Issue #17261, opened 2015-04-22
Shard actor should only be persistent when rememberEntries=true


patriknw:
The Shard actor (child of ShardRegion) is a PersistentActor for the rememberEntries feature. I think it should not be a persistent actor when the feature is disabled. E.g. depending on connectivity to the journal for recovery.

PR #17797, opened 2015-06-22
=cls #17261 Use persistent shard only when rememberEntities=true

patriknw:
The first commit is a trivial split of the sharding classes into separate files.

The second commit extracts the persistent parts of the `Shard` actor into a `PersistentShard` subclass, which is only used when rememberEntities is enabled.


ktoso:
LGTM

ktoso:
Shall we merge this one as well before M2 tomorrow? Looks good from my end.

patriknw:
Refs #17261

PR #639, opened 2021-02-19
Made a block of code (in executor) work as was actually intended

02p01r:
See https://github.com/Taraxa-project/taraxa-node/pull/639/files#diff-17d5942e62aa35eb95395beed488fff05c082ec5981722b0dea4e62c6ee16b8aR77-R80
It was supposed to execute everything until (exclusive) the to_execute_ pbft block that was set by pbft manager, and then execute to_execute_ itself (without getting it from db). But I coded it backwards


src/node/executor.cpp
```diff
@@ -54,8 +54,11 @@ void Executor::stop() {
 }
 
 void Executor::execute(std::shared_ptr<PbftBlock> blk) {
-  std::unique_lock l(mu_);
-  to_execute_ = move(blk);
+  assert(final_chain_->last_block_number() < blk->getPeriod());
+  {
```
02p01r, line 58: Added brackets to exclude `notify_one` from the critical section, because it doesn't have to be done under the lock, and in fact it would be a pessimization

src/node/executor.cpp
```diff
@@ -54,8 +54,11 @@ void Executor::stop() {
 }
 
 void Executor::execute(std::shared_ptr<PbftBlock> blk) {
-  std::unique_lock l(mu_);
-  to_execute_ = move(blk);
+  assert(final_chain_->last_block_number() < blk->getPeriod());
```
02p01r, line 57: @JakubFornadel as requested before

justinsnapp (approved):
LGTM!

gaoqi8649 (approved):

PR #640, opened 2021-02-20
Cli changes to handle chain config, and deploy public testnet

justinsnapp:
## Purpose

Make the python based cli integrated with the node more functional.


sfrique:
Why did you add a `prop-override` option instead of just updating value if the option passed as an argument?

PR #641, opened 2021-02-23
Fix syncing issue

gaoqi8649:


justinsnapp (approved):
Great, I think its right to carry the force argument here into PBFT code.   Good!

> ABOUT THIS TASK
The task requires an exact copy of all the lines above.

> RESPONSE
Issue #17261, opened 2015-04-22
Shard actor should only be persistent when rememberEntries=true


patriknw:
The Shard actor (child of ShardRegion) is a PersistentActor for the rememberEntries feature. I think it should not be a persistent actor when the feature is disabled. E.g. depending on connectivity to the journal for recovery.

PR #17797, opened 2015-06-22
=cls #17261 Use persistent shard only when rememberEntities=true

patriknw:
The first commit is a trivial split of the sharding classes into separate files.

The second commit extracts the persistent parts of the `Shard` actor into a `PersistentShard` subclass, which is only used when rememberEntities is enabled.


ktoso:
LGTM

ktoso:
Shall we merge this one as well before M2 tomorrow? Looks good from my end.

patriknw:
Refs #17261

PR #639, opened 2021-02-19
Made a block of code (in executor) work as was actually intended

02p01r:
See https://github.com/Taraxa-project/taraxa-node/pull/639/files#diff-17d5942e62aa35eb95395beed488fff05c082ec5981722b0dea4e62c6ee16b8aR77-R80
It was supposed to execute everything until (exclusive) the to_execute_ pbft block that was set by pbft manager, and then execute to_execute_ itself (without getting it from db). But I coded it backwards


src/node/executor.cpp
```diff
@@ -54,8 +54,11 @@ void Executor::stop() {
 }
 
 void Executor::execute(std::shared_ptr<PbftBlock> blk) {
-  std::unique_lock l(mu_);
-  to_execute_ = move(blk);
+  assert(final_chain_->last_block_number() < blk->getPeriod());
+  {
```
02p01r, line 58: Added brackets to exclude `notify_one` from the critical section, because it doesn't have to be done under the lock, and in fact it would be a pessimization

src/node/executor.cpp
```diff
@@ -54,8 +54,11 @@ void Executor::stop() {
 }
 
 void Executor::execute(std::shared_ptr<PbftBlock> blk) {
-  std::unique_lock l(mu_);
-  to_execute_ = move(blk);
+  assert(final_chain_->last_block_number() < blk->getPeriod());
```
02p01r, line 57: @JakubFornadel as requested before

justinsnapp (approved):
LGTM!

gaoqi8649 (approved):

PR #640, opened 2021-02-20
Cli changes to handle chain config, and deploy public testnet

justinsnapp:
## Purpose

Make the python based cli integrated with the node more functional.


sfrique:
Why did you add a `prop-override` option instead of just updating value if the option passed as an argument?

PR #641, opened 2021-02-23
Fix syncing issue

gaoqi8649:


justinsnapp (approved):
Great, I think its right to carry the force argument here into PBFT code.   Good!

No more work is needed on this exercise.